Dever de coibir abusos põe Judiciário sob holofotes, diz Sarrubbo

Grandes Temas, grandes nomes O arcabouço constitucional brasileiro determina um equilíbrio entre o Executivo, o Legislativo e o Judiciário. A…



Grandes Temas, grandes nomes

O arcabouço constitucional brasileiro determina um equilíbrio entre o Executivo, o Legislativo e o Judiciário. A percepção de que os tribunais detêm mais poder é equivocada, pois a Justiça atua apenas para corrigir inconstitucionalidades e proteger o Estado Democrático de Direito.

Mário Sarrubbo, ex-secretário nacional de Segurança Pública, no lançamento do Anuário da Justiça 2026

A afirmação é do advogado Mário Sarrubbo, e ex-secretário nacional de Segurança Pública, que falou sobre o assunto à revista eletrônica Consultor Jurídico durante o lançamento do Anuário da Justiça Brasil 2026, neste mês.

Sarrubbo lembra que a Constituição estabelece funções claras e limitadas para cada ente estatal: o Executivo governa, o Legislativo legisla e o Judiciário julga. Para ele, o fato de os tribunais aparecerem em maior evidência não significa uma quebra de hierarquia, mas sim o cumprimento do dever de combater condutas abusivas.

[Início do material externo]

PR #361, opened 2026-07-16
Enable skipping IDevId serial validation.

chaskayamane:
This change enables skipping IDevId serial validation in the server emulator because some manufacturers may not have IDevId support.

This change also add unit tests for the chassis manager and fixes the client to dial the correct port.

### DIFF
--- a/server/chassismanager/chassismanager_test.go
+++ b/server/chassismanager/chassismanager_test.go
@@ -128,52 +128,33 @@ func TestInMemoryChassisManager(t *testing.T) {
 	})
 
 	// 4. Test GenerateBootstrapData
-
-	serials := []string{serial1, serial2}
-	responses, err := manager.GenerateBootstrapData(ctx, nil, serials)
-	for i, serial := range serials {
-		t.Run(serial, func(t *testing.T) {
-			resp := responses[i]
-			want := &bpb.BootstrapDataResponse{
-				SerialNum:        serial,
-				IntendedImage:    intendedImage,
-				BootPasswordHash: bootPasswordHash,
-				BootConfig:       bootConfig,
-				Pathz:            pathzReq,
-				Authz:            authzReq,
-				CertzProfiles:    certzProfiles,
-				Credentials:      credentials,
-			}
-			if diff := cmp.Diff(want, resp, protocmp.Transform()); diff != "" {
-				t.Errorf("GenerateBootstrapData response mismatch (-want +got):\n%s", diff)
-			}
-		})
-	}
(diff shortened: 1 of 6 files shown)


server/chassismanager/chassismanager_test.go
```diff
@@ -0,0 +1,216 @@
...
+				Authz:            authzReq,
+				CertzProfiles:    certzProfiles,
+				Credentials:      credentials,
+			}
+			if diff := cmp.Diff(want, resp, protocmp.Transform()); diff != "" {
+				t.Errorf("GenerateBootstrapData response mismatch (-want +got):\n%s", diff)
+			}
+		})
+	}
+	t.Run("GenerateBootstrapData Success", func(t *testing.T) {
```
gmacf, line 131: This should probably go above line 132 so that it wraps the entire GenerateBootstrapData section.

server/chassismanager/chassismanager_test.go
```diff
@@ -0,0 +1,216 @@
...
+		err := manager.ResolveChassis(ctx, ch)
+		if err == nil {
+			t.Errorf("ResolveChassis with unknown serial succeeded, want error")
+		}
+	})
+
+	// 4. Test GenerateBootstrapData
+
+	serials := []string{serial1, serial2}
+	responses, err := manager.GenerateBootstrapData(ctx, nil, serials)
```
gmacf: Can you perform the err check here instead of after looking at the responses?

server/chassismanager/chassismanager_test.go
```diff
@@ -0,0 +1,216 @@
...
+				SerialNum:        serial,
+				IntendedImage:    intendedImage,
+				BootPasswordHash: bootPasswordHash,
+				BootConfig:       bootConfig,
+				Pathz:            pathzReq,
+				Authz:            authzReq,
+				CertzProfiles:    certzProfiles,
+				Credentials:      credentials,
+			}
+			if diff := cmp.Diff(want, resp, protocmp.Transform()); diff != "" {
```
gmacf: Nit: you probably don't need to loop over this. You can use cmp.Diff() on the responses slice and compare that with a want slice.

server/chassismanager/chassismanager_test.go
```diff
@@ -0,0 +1,216 @@
...
```
gmacf: Isn't this a duplicate of lines 134 - 147?

chaskayamane: oops it is -- the ai tricked me!

gmacf (approved):

PR #366, opened 2026-08-06
Enforce 10s timeout on Bootz HMAC challenge

gh4683:
Enforce 10s timeout on Bootz HMAC challenge


Chounoki (approved):

Chounoki:
I assume you use a 3rd party library instead of the built-in `time` package only for the test override capability.

Although I guess that can also be achieved by simply sleeping 11 seconds in the test code with the built-in `time` package to get the same test result.

gmacf (approved):

PR #1157, opened 2018-08-29
[RW-1219][risk=low] API for user autocomplete

rushtong:
## Addresses 
https://precisionmedicineinitiative.atlassian.net/browse/RW-1219

## Changes
This PR adds a new controller for performing autocomplete on the user table. The new thing we're doing here is using spring-data's [`Pageable`](https://docs.spring.io/spring-data/data-commons/docs/current/reference/html/#repositories.core-concepts) interface so I'd like some opinions on that approach. 

**Note:** I chose not to allow for the API to specify the sorting field. This is intentional as I think it's more than what's required for the story, but I'm open to feedback on that. It would require some (minor) additional complexity to the rest interface. 

This PR does not complete the story. It needs a UI component as well.


api/src/main/resources/workbench.yaml
```diff
@@ -425,6 +425,41 @@ paths:
...
+      description: Returns user information matching search terms
+      operationId: user
+      responses:
+        200:
+          description: The user information matching supplied search terms
+          schema:
+            type: array
+            items:
+              $ref: "#/definitions/UserResponse"
+      parameters:
```
calbach: We have an existing paginated API defined here: https://github.com/all-of-us/workbench/blob/master/api/src/main/resources/client_api.yaml#L127 which follows the Google Cloud API style guide for pagination: https://cloud.google.com/apis/design/design_patterns#list_pagination

My preference would be to follow that pattern here - happy to talk at length about the merits of that approach. I'm also OK using an offset as the implementation for now to keep similarity with what you've already done (though I do think that approach is not ideal).

api/src/main/resources/workbench.yaml
```diff
@@ -425,6 +425,41 @@ paths:
...
+        - in: path
+          name: term
+          description: String to find in user's name or email address
```
calbach: case sensitive? substring match?

api/src/main/java/org/pmiops/workbench/api/UserController.java
```diff
@@ -0,0 +1,60 @@
...
+    }
+    Sort.Direction direction = Optional
+        .ofNullable(Sort.Direction.fromStringOrNull(sort))
+        .orElse(Sort.Direction.ASC);
+    Pageable pageable = new PageRequest(
+        Optional.ofNullable(page).orElse(DEFAULT_PAGE),
+        Optional.ofNullable(size).orElse(DEFAULT_SIZE),
+        new Sort(direction, DEFAULT_SORT_FIELD));
+    List<UserResponse> responses = userDao
+        .findUsersBySearchString(term, pageable)
```
calbach: I'm actually thinking we should restrict this search to ID-verified users (possibly relaxing this constraint in dev - maybe via dataAccessLevel as a function of workbenchConfig.enforceRegistered?). In the event that spammers create accounts with text ads or expletives in the first/last name, at least things are a bit more thoroughly vetted before we push this into other people's autocompletes.

api/src/main/java/org/pmiops/workbench/db/dao/UserDao.java
```diff
@@ -36,4 +37,11 @@
    */
   @Query("Select user FROM User user LEFT JOIN FETCH user.authorities LEFT JOIN FETCH user.pageVisits WHERE user.userId = :id")
   User findUserWithAuthoritiesAndPageVisits(@Param("id") long id);
+
+  /**
+   * Find users matching the user's name or email
+   */
+  @Query("Select user FROM User user WHERE lower(user.email) LIKE lower(concat('%', :term, '%')) OR lower(user.familyName) LIKE lower(concat('%', :term, '%')) OR lower(user.givenName) LIKE lower(concat('%', :term, '%'))")
```
calbach: nit: SELECT to match the other keyword spacing?

api/src/main/resources/workbench.yaml
rushtong: Thank you - will look at that.

api/src/main/java/org/pmiops/workbench/api/UserController.java
rushtong: I like it - will do.

api/src/main/resources/workbench.yaml
rushtong: Done

api/src/main/java/org/pmiops/workbench/api/UserController.java
rushtong: Done

api/src/main/java/org/pmiops/workbench/api/UserController.java
```diff
@@ -0,0 +1,91 @@
...
+    }
+    return ResponseEntity.ok(response);
+  }
+
+  private int getPageToken(String pageToken) {
+    if (pageToken == null) {
+      return DEFAULT_PAGE;
+    }
+    try {
+      return Integer.valueOf(pageToken);
```
calbach: Alternatively, consider using this helper: https://github.com/all-of-us/workbench/blob/2831ab87b423c146a107b2e5b4bea2c3c6fb5b7f/api/src/main/java/org/pmiops/workbench/utils/PaginationToken.java

Given the use case, it's very unlikely to matter, but my general preference for using a b64 encoded token is that it forces clients to use treat it as an opaque token, rather than depending on the details of your implementation (e.g. assuming a number encoded as a string works). This matters if you want to change the pagination impl without breaking clients.

api/src/main/java/org/pmiops/workbench/db/dao/UserService.java
```diff
@@ -242,4 +248,23 @@ private void logAdminAction(Long targetUserId, Long targetWorkspaceId, String ta
...
   }
+
+  /**
+   * Find users matching the user's name or email
+   */
+  public List<User> findUsersBySearchString(String term, Sort sort) {
+    List<Short> dataAccessLevels;
+    if (configProvider.get().firecloud.enforceRegistered) {
+      dataAccessLevels = Collections
+          .singletonList(StorageEnums.dataAccessLevelToStorage(DataAccessLevel.REGISTERED));
```
calbach: CONTROLLED also should be accepted, basically >= registered

api/src/test/java/org/pmiops/workbench/api/UserControllerTest.java
```diff
@@ -0,0 +1,207 @@
...
+    // Now reverse one and assert both in the same order
+    List<org.pmiops.workbench.model.User> descendingReversed = Lists.reverse(robinsonsDesc.getUsers());
+    assertThat(robinsonsAsc.getUsers()).containsAllIn(descendingReversed).inOrder();
+
+    // Test that JPA sorting is really what we expected it to be by re-sorting one into a new list
+    List<org.pmiops.workbench.model.User> newAscending = Lists.newArrayList(robinsonsAsc.getUsers());
+    newAscending.sort(Comparator.comparing(org.pmiops.workbench.model.User::getEmail));
+    assertThat(robinsonsAsc.getUsers()).containsAllIn(newAscending).inOrder();
+  }
+
```
calbach: Consider adding some test cases to cover invalid page tokens, including well-formed, but negative offset values.

api/src/main/java/org/pmiops/workbench/api/UserController.java
```diff
@@ -0,0 +1,91 @@
...
+    } catch (NumberFormatException nfe) {
+      log.info(String.format("Unable to parse invalid page token: %s", pageToken));
```
calbach: This should result in a BadRequestException in my opinion. Also would be good to capture negative offsets here.

api/src/main/java/org/pmiops/workbench/db/dao/UserService.java
rushtong: The four levels we have now are: 
```
  UNREGISTERED("unregistered"),
  
  REGISTERED("registered"),
  
  PROTECTED("protected"),
  
  REVOKED("revoked");
```
I think you mean protected?

calbach: Yes, sorry

api/src/main/java/org/pmiops/workbench/api/UserController.java
rushtong: Took me a bit to get my head around this ... but I like it. Done.

api/src/main/java/org/pmiops/workbench/db/dao/UserService.java
rushtong: Done.

api/src/test/java/org/pmiops/workbench/api/UserControllerTest.java
rushtong: Done.

api/src/main/java/org/pmiops/workbench/api/UserController.java
rushtong: Done.

api/src/main/java/org/pmiops/workbench/api/UserController.java
```diff
@@ -0,0 +1,92 @@
...
+
+    if (null == term || term.isEmpty()) {
+      return ResponseEntity.ok(response);
+    }
+
+    PaginationToken paginationToken;
+    try {
+      paginationToken = getPaginationTokenFromPageToken(pageToken);
+    } catch (BadRequestException e) {
+      return ResponseEntity.badRequest().body(response);
```
calbach: I believe this should get converted automatically

api/src/test/java/org/pmiops/workbench/api/UserControllerTest.java
```diff
@@ -0,0 +1,220 @@
...
+  @Test
+  public void testUserNoUsersResponse() {
+    UserResponse response = userController.user("Smith", null, null, null).getBody();
+    assertThat(response.getUsers()).hasSize(0);
+  }
+
+  @Test(expected=IllegalArgumentException.class)
+  public void testInvalidPageTokenCharacters() {
+    userController.user("Robinson", "Inv@l!dT0k3n#", null, null);
```
rushtong: This should really be another bad request ... not an outright exception.

PR #1165, opened 2018-08-31
Attempt to change api tests to run in circle only if master or api ch…

blrubenstein:
…anges

### DIFF
--- a/api/libproject/devstart.rb
+++ b/api/libproject/devstart.rb
@@ -372,18 +372,18 @@ Common.register_command({
 
 def test_api_changes(branch_name)
   common = Common.new
-  common_commit = common.capture_stdout(%W{git merge-base master blrubenstein/test-circle}).split("\n")[0]
+  common_commit = common.capture_stdout(%W{git merge-base master #{branch_name}}).split("\n")[0]
   api_lines = common.capture_stdout(%W{git diff --name-only #{common_commit}}).split("\n")
-  return api_lines.any? { |s| s.include?('api') }
+  api_lines.any? { |s| s.include?('api') }
 end
 
 def run_all_tests(cmd_name, args)
-  common = Common.new
   circle_branch = ENV["CIRCLE_BRANCH"]
   if circle_branch.nil? || circle_branch.empty? || circle_branch == "master"
     run_tests = true
   else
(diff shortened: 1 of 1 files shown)


api/libproject/devstart.rb
```diff
@@ -370,10 +370,26 @@ def run_public_api_tests(cmd_name, args)
   :fn => ->(*args) { run_public_api_tests("test-public-api", args) }
 })
 
+def test_api_changes(branch_name)
+  common = Common.new
+  common_commit = common.capture_stdout(%W{git merge-base master blrubenstein/test-circle}).split("\n")[0]
```
calbach: Use branch_name variable

api/libproject/devstart.rb
```diff
@@ -370,10 +370,26 @@ def run_public_api_tests(cmd_name, args)
...
+  api_lines = common.capture_stdout(%W{git diff --name-only #{common_commit}}).split("\n")
+  return api_lines.any? { |s| s.include?('api') }
```
calbach: This substring check feels like it should be tightened up to match a directory specifically, e.g. via startswith or including "/"s. Note that specifically in this case we care about "api" and "common-api".

api/libproject/devstart.rb
```diff
@@ -370,10 +370,26 @@ def run_public_api_tests(cmd_name, args)
...
+end
 
 def run_all_tests(cmd_name, args)
-  run_api_tests(cmd_name, args)
-  run_public_api_tests(cmd_name, args)
+  common = Common.new
+  circle_branch = ENV["CIRCLE_BRANCH"]
```
calbach: I still feel it would be cleaner to move this logic into a circle-specific shell script and invoke it from the circle config. Ideally project.rb would not be aware that it's running within Circle or even git.

api/libproject/devstart.rb
```diff
@@ -370,10 +370,26 @@ def run_public_api_tests(cmd_name, args)
...
+  if circle_branch.nil? || circle_branch.empty? || circle_branch == "master"
+    run_tests = true
+  else
+    run_tests = test_api_changes(circle_branch)
+  end
+
+  if run_tests
```
calbach: We definitely should log that we skipped the tests and why

PR #1166, opened 2018-08-31
[RW-1258][risk=no]PM - selecting one heart rhythm item selects them both

smazumd:
PM - selecting one heart rhythm item selects them both

### DIFF
--- a/ui/src/app/cohort-search/attributes-page/attributes-page.component.ts
+++ b/ui/src/app/cohort-search/attributes-page/attributes-page.component.ts
@@ -40,6 +40,8 @@ export class AttributesPageComponent implements OnDestroy, OnInit {
   rangeAlert = false;
   loading: boolean;
   selectedCode: any;
+  sysOption: any;
+  diaOption: any;
   options = [
     {value: 'EQUAL', name: 'Equals', code: '01'},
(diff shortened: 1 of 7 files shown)


ui/src/app/cohort-search/attributes-page/attributes-page.component.ts
```diff
@@ -39,11 +39,12 @@ export class AttributesPageComponent implements OnDestroy, OnInit {
   subscription: Subscription;
   rangeAlert = false;
   loading: boolean;
+  selectedCode: any;
```
dolbeew: This needs to have a value assigned to it in ngOnInit for PM and in radioChange function for measurements. Otherwise param id can get set to 'paramNaN' because it's undefined, which will also allow adding 2 selections for 'Any' in PM

ui/src/app/cohort-search/attributes-page/attributes-page.component.ts
```diff
@@ -106,6 +107,7 @@ export class AttributesPageComponent implements OnDestroy, OnInit {
   }
 
   selectChange(index: number, option: any) {
+    this.selectedCode = option.code;
```
dolbeew: If the attribute is for Blood Pressure Detail (subtype is 'BP') this should get the code for both select options and add them together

“O Anuário vem nesse contexto, para mostrar e trazer transparência para o papel do poder Judiciário, que muitas vezes é visto como aquele que mais tem poder na República, mas que, na verdade, exerce o seu papel face a inconstitucionalidades, a ilegalidades patentes e até mesmo para eventuais condutas que atentam contra o nosso Estado Democrático de Direito”, avalia.

“Então, quando alguém pergunta qual dos três poderes efetivamente manda na República, eu diria nenhum dos três. Cada um exerce o seu papel. Às vezes, o Judiciário aparece mais, mas é um papel de correção que lhe foi dado pela Constituição Federal”, conclui.